Stored data —
Start of Block

Issue #102, opened 2026-01-05
bug(YouTube): Cannot hide player action buttons "Report", "Thanks", "Ask AI", "Hype", "Stop Ads", etc 


Janekknaf:
### Bug description

It used to be avaible in RVX by inotia00 
<img width="1280" height="2856" alt="Image" src="https://github.com/user-attachments/assets/29627e08-735c-4946-92df-589f35685e5b" />

### Error logs

```shell

```

### Acknowledgements

- [x] I have checked all open and closed bug reports and this is not a duplicate.
- [x] All requested information has been provided properly.

ILoveOpenSourceApplications:
`Adds options to hide action buttons (such as the Download button) under videos. Patching version 20.21.37 or lower can hide more player button types.`

LisoUseInAIKyrios:
Currently there is no known way to hide those last few buttons.

It took a lot of work/effort just to accomplish the hiding that is currently present, because YT 20.31 dramatically changed it's internal code and many new fixes were required.

If you want to hide them, then patch `20.21.37`

LisoUseInAIKyrios:
Re-opening for others to find. And if this can ever be done in the future.

Issue #280, opened 2026-01-24
feat(YouTube): Expand buttons when others are hidden


ILoveOpenSourceApplications:
### Feature description

Currently for action buttons, when one button is hidden, there's a gap left behind. Similarly, in channel pages having only two buttons, if any button is hidden, the there's a gap where the button is hidden.

But there's an exception. If a channel page has three buttons, and two of the three buttons are hidden, except the Subscribe button that is, then the Subscribe button expands to take up the entire space leaving only a slight gap behind.

| None of the buttons hidden | Subscribe button not hidden | Join button (or any other button) not hidden |
|--------|--------|--------|
| ![Image](https://github.com/user-attachments/assets/8db2d06b-cffa-4fb2-8137-a3320c6efc0b) | ![Image](https://github.com/user-attachments/assets/7048dd27-e170-48e0-af0a-31bf207a7730) | ![Image](https://github.com/user-attachments/assets/1dc4c1af-92d3-42e8-b881-f477016ee067) | 

### Motivation

If the logic behind why this happens can be identified and applied to the case of action buttons or channel page with two buttons, then that's gonna solve one of the long lasting issues of gaps when buttons are hidden. Though I don't know how useful this will be in the case of video action buttons.

### Acknowledgements

- [x] I have checked all open and closed feature requests and this is not a duplicate
- [x] This is a feature request for YouTube or YT Music

LinuxGuy-cyber:
Still having this issue.

<details><summary>Details</summary>
<p>

<img width="1080" height="507" alt="Image" src="https://github.com/user-attachments/assets/8ae208f4-db0b-4e90-bd2e-313ae6f2d1b2" />
<img width="1080" height="469" alt="Image" src="https://github.com/user-attachments/assets/d7795de9-7872-45ca-87d5-4ff89cb0e51f" />
<img width="1080" height="518" alt="Image" src="https://github.com/user-attachments/assets/2f4ecba1-70f9-49f2-8895-90005089a2b5" />

</p>
</details>

PR #736, opened 2026-03-06
fix(YouTube - Hide video action buttons): Some action buttons cannot be hidden in YouTube 20.22+

inotia00:
### Hiding video action buttons like Ask, Hype, Report, and Thanks is now supported in YouTube 20.22+

- Starting with YouTube 20.22, the way apps read proto buffers has changed.

- For this reason, hiding some action buttons has not been available in YouTube 20.22+ until now.

- As a workaround, I spent about a week writing a proto file to parse the `/next` endpoint response, and the patch is now supported regardless of YouTube version.

- Closes https://github.com/MorpheApp/morphe-patches/issues/102.

#### Before
before_pr

#### After
after_pr

- While [the issue was opened in the RVX issue repo](https://github.com/inotia00/ReVanced_Extended/issues/17) in November 2022, the `Hide action buttons` patch was first implemented in Vanced Extended around June 2022 (with help from @0xrxl), and the issue has been around since then.

- Personally, I'm satisfied that the proto parser has solved an issue that I couldn't fix for about 4 years.

### Test results

### DIFF
--- a/extensions/youtube/src/main/java/app/morphe/extension/youtube/patches/components/VideoActionButtonsFilter.java
+++ b/extensions/youtube/src/main/java/app/morphe/extension/youtube/patches/components/VideoActionButtonsFilter.java
@@ -1,29 +1,142 @@
+/*
+ * Copyright 2026 Morphe.
+ * https://github.com/MorpheApp/morphe-patches
+ *
+ * Original hard forked code:
+ * https://github.com/ReVanced/revanced-patches/commit/724e6d61b2ecd868c1a9a37d465a688e83a74799
+ */
+
 package app.morphe.extension.youtube.patches.components;
 
-import app.morphe.extension.youtube.patches.VersionCheckPatch;
+import app.morphe.extension.youtube.patches.VideoInformation;
 import app.morphe.extension.youtube.settings.Settings;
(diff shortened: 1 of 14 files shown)


ILoveOpenSourceApplications:
Seems this also will fix #280?

inotia00:
Channel pages use the `/browse` endpoint instead of the `/next` endpoint, so a completely new mapping is needed.

0xrxL:
If you want, you can also add what I call: "Lite Mode", with the only first three action buttons visible and the save button placed directly in the player.

Screenshot_20260306_152918

Hmdmu98:
can hide buttons label?

ANewDawn:
Could you add the subscribe button to the list of actions to hide. 

I removed the subscribe button with custom filter "subscribe_button" but seems it doesn't move empty space.

imvoldemort:
@0xrxL how did you get the new player overlay buttons?

0xrxL:
> @0xrxL how did you get the new player overlay buttons?

I wrote a logic that takes all the properties (including fade) from the fullscreen button and applies them (with an Observer) to a new button, placed at a different X position. @LisoUseInAIKyrios said that he will add it in future.

PR #762, opened 2026-03-07
feat(Reddit): Add experimental support for `2026.10.0`

LisoUseInAIKyrios:
### Description

Adds experimental support for latest Reddit.

See: 
https://github.com/MorpheApp/morphe-documentation/blob/main/docs/morphe-resources/questions.md#20-can-i-patch-the-latest-versions-of-apps-can-i-patch-newer-than-the-recommended-version

Tested with 2026.04.0, 2026.10.0, and verified to patch older app targets (did not try using older than 2026.04.0).

Did not verify "Remove subreddit dialog" works but the patch changes look correct.

### Test results

### DIFF
--- a/patches/src/main/kotlin/app/morphe/patches/reddit/layout/subredditdialog/Fingerprints.kt
+++ b/patches/src/main/kotlin/app/morphe/patches/reddit/layout/subredditdialog/Fingerprints.kt
@@ -13,17 +13,6 @@ import app.morphe.patcher.string
 import com.android.tools.smali.dexlib2.AccessFlags
 import com.android.tools.smali.dexlib2.Opcode
 
-private val SHOW_DIALOG_FILTERS = listOf(
-    methodCall(
-        opcode = Opcode.INVOKE_VIRTUAL,
-        name = "show"
-    ),
-    opcode(
-        Opcode.MOVE_RESULT_OBJECT,
-        location = MatchAfterImmediately()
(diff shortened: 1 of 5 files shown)


optimatrix0:
In my view, losing support for very old versions wouldn’t really be a big deal. For example, something like 2024.17.0 is probably a version that almost nobody actually wants to keep using anymore.

So honestly, if dropping some legacy compatibility helps improve newer versions, I personally don’t see a problem with that. The number of users on those versions is probably very small anyway. And if someone really wants them, they could always host alternative sources with older builds or something like that.

Software moves forward, after all. Maintaining extremely wide compatibility with versions from two years ago feels inherently unnecessary from a user’s perspective. What really matters is good support for current stable releases and experimental builds.

I haven’t updated to this new version yet, but I’m glad to see you working on fixes. I’m currently on version 8.0 from this year, so I’ll probably stick with it for a while. Also, the patch-only updates approach already helps keep versions usable for a long time.

Anyway, thanks for the work. I just wanted to drop my completely unnecessary opinion here 😄

LisoUseInAIKyrios:
The oldest supported version is already 2025.48.0

https://github.com/MorpheApp/morphe-patches/blob/63a809c854ace4983c309bae1bedef88585626a4/patches/src/main/kotlin/app/morphe/patches/reddit/shared/Constants.kt

PR #816, opened 2026-03-11
fix(YouTube - Hide layout components): Resolve "Hide community posts" not working when selecting a channel from subscribed channels bar in Subscriptions tab

### LINKED ISSUE #814: bug(YouTube): Community posts are not hidden
### Bug description

Community posts are still shown (all kinds of) in the Subscriptions feed even after disabling it.

<details>

Image
Image

</details>

### Acknowledgements

ILoveOpenSourceApplications:
### Description

Closes #814.

### Additional context

Previously, opening a channel from the subscribed channels bar met the exact same conditions used to exempt channel page, causing community posts to bypass the filter. This update adds an explicit check for the Subscriptions tab to ensure posts are properly hidden in this context.

### Test results

### DIFF
--- a/extensions/youtube/src/main/java/app/morphe/extension/youtube/patches/components/LayoutComponentsFilter.java
+++ b/extensions/youtube/src/main/java/app/morphe/extension/youtube/patches/components/LayoutComponentsFilter.java
@@ -81,6 +81,7 @@ public final class LayoutComponentsFilter extends Filter {
     private final StringFilterGroup chipBar;
     private final StringFilterGroup channelProfile;
     private final StringFilterGroupList channelProfileGroupList;
+    private final StringFilterGroupList communityPostStringFilterGroup;
 
     public LayoutComponentsFilter() {
         exceptions.addPatterns(
@@ -134,6 +135,16 @@ public final class LayoutComponentsFilter extends Filter {
                 "text_post_responsive_root.e",
                 "poll_post_responsive_root.e",
                 "shared_post_root.e"
+        );
+        communityPostStringFilterGroup = new StringFilterGroupList();
+        communityPostStringFilterGroup.addAll(
+                new StringFilterGroup(
+                        null,
+                        // home
+                        "horizontalCollectionSwipeProtector=null",
+                        // subscriptions
+                        "heightConstraint=null"
+                )
         );
 
         final var subscribersCommunityGuidelines = new StringFilterGroup(
@@ -401,17 +412,7 @@ public final class LayoutComponentsFilter extends Filter {
         }
 
         if (matchedGroup == communityPosts) {
-            // Always hide community posts when on the Subscriptions tab
-            if (NavigationButton.getSelectedNavigationButton() == NavigationButton.SUBSCRIPTIONS) {
-                return true;
-            }
-
-            // Allow community posts on channel profile page,
-            // or if viewing an individual channel in the feed.
-            if (NavigationBar.isBackButtonVisible() && !NavigationBar.isSearchBarActive()
-                    && PlayerType.getCurrent() != PlayerType.WATCH_WHILE_MAXIMIZED) {
-                return false;
-            }
+            return communityPostStringFilterGroup.check(contextInterface.toString()).isFiltered();
         }
 
         if (exceptions.matches(path)) return false; // Exceptions are not filtered.


extensions/youtube/src/main/java/app/morphe/extension/youtube/patches/components/LayoutComponentsFilter.java
```diff
@@ -393,13 +393,18 @@ boolean isFiltered(String identifier, String accessibility, String path, byte[]
...
         }
 
-        if (matchedGroup == communityPosts
-                && NavigationBar.isBackButtonVisible()
-                && !NavigationBar.isSearchBarActive()
-                && PlayerType.getCurrent() != PlayerType.WATCH_WHILE_MAXIMIZED) {
+        if (matchedGroup == communityPosts) {
+            // Always hide community posts when on the Subscriptions tab
+            if (NavigationButton.getSelectedNavigationButton() == NavigationButton.SUBSCRIPTIONS) {
+                return true;
```
LisoUseInAIKyrios: This can be reached if the nav tab is subscription but the player is open.

Can also be reached if searching while on subscription tab.

Are either of these situations relevant to community posts?

ILoveOpenSourceApplications: It's returning true, so in all those conditions it'll be hidden, right? Or will there be an issue due to this check being there?

LisoUseInAIKyrios: What if a channel page is visited while the navigation is on subscription? Or an individual channel is selected in the subscription tab?

Currently community posts are allowed in those situations. This change will hide the community posts.

This check could be incorporated into the existing search/back button check, or the check is after the search/back check.

ILoveOpenSourceApplications: Because both the subscribed channels bar feed and a channel page trigger `isBackButtonVisible() == true` while on the Subscriptions tab, distinguishing them is tricky. Is there a specific path identifier we can check, so we can whitelist actual channel pages without letting the subscribed channels bar feed bypass the filter?

LisoUseInAIKyrios: Maybe this isn't a bug at all?

If someone is wanting to view the channel from the subscription filter bar, isn't that the same as viewing a channel page itself?

ILoveOpenSourceApplications: I don't know how to answer that. Depends on the eye of the user perhaps.

ILoveOpenSourceApplications: How about something like?
```kotlin
if (matchedGroup == communityPosts) {
            if (path != null && path.contains("channel_profile")) {
                return false; 
            }

            if (PlayerType.getCurrent() == PlayerType.WATCH_WHILE_MAXIMIZED || NavigationBar.isSearchBarActive()) {
                return true;
            }

            if (!NavigationBar.isBackButtonVisible()) {
                return true;
            }

            if (NavigationButton.getSelectedNavigationButton() == NavigationButton.SUBSCRIPTIONS) {
                return true;
            }

            return false;
        }
```

LisoUseInAIKyrios: Is `NavigationButton.getSelectedNavigationButton() == NavigationButton.SUBSCRIPTIONS` still needed?

If the rest of that works then it seems ok.

inotia00:
Instead of checking the navigation button state, it would be better to use a ConversionContext filter like RVX:

https://github.com/inotia00/revanced-patches/blob/54ce1d4808b12903602a1a0d9a721ee835093c38/extensions/shared/src/main/java/app/revanced/extension/youtube/patches/components/FeedComponentsFilter.java#L39-L42

To do this, the LithoFilterPatch needs a field for the conversionContext in addition to the path and identifier fields.

inotia00:
The last two commits implement the same approach used in RVX into Morphe (Additional refactoring may be required).

If you encounter any unintended bugs, you can revert these commits.

PR #713, opened 2015-12-10
Fixes for resteasy-links #833, #1271

locosmac:
#833
- In RESTUtils: Load existing value of injection field from entity to
  avoid overwriting manually specified links. 
- In RESTServiceDiscovery: Prevent insertion of duplicate links into
  injection field by performing duplicate check in addLinks. 
- In Messages: Add additional error message when injection field cannot
  be read which will result in overwritten manually specified links.
#1271
- In RESTUtils: Replace calls to Method.findAnnotation and
  Method.isAnnotationPresent with implementations that also look at
  inherited annotations.


ronsigal:
See comment on RESTEASY-1271.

End of Block

Brief — Wherever a line of the records above contains the string "Hype", copy that line out.

Output below —
bug(YouTube): Cannot hide player action buttons "Report", "Thanks", "Ask AI", "Hype", "Stop Ads", etc 
### Hiding video action buttons like Ask, Hype, Report, and Thanks is now supported in YouTube 20.22+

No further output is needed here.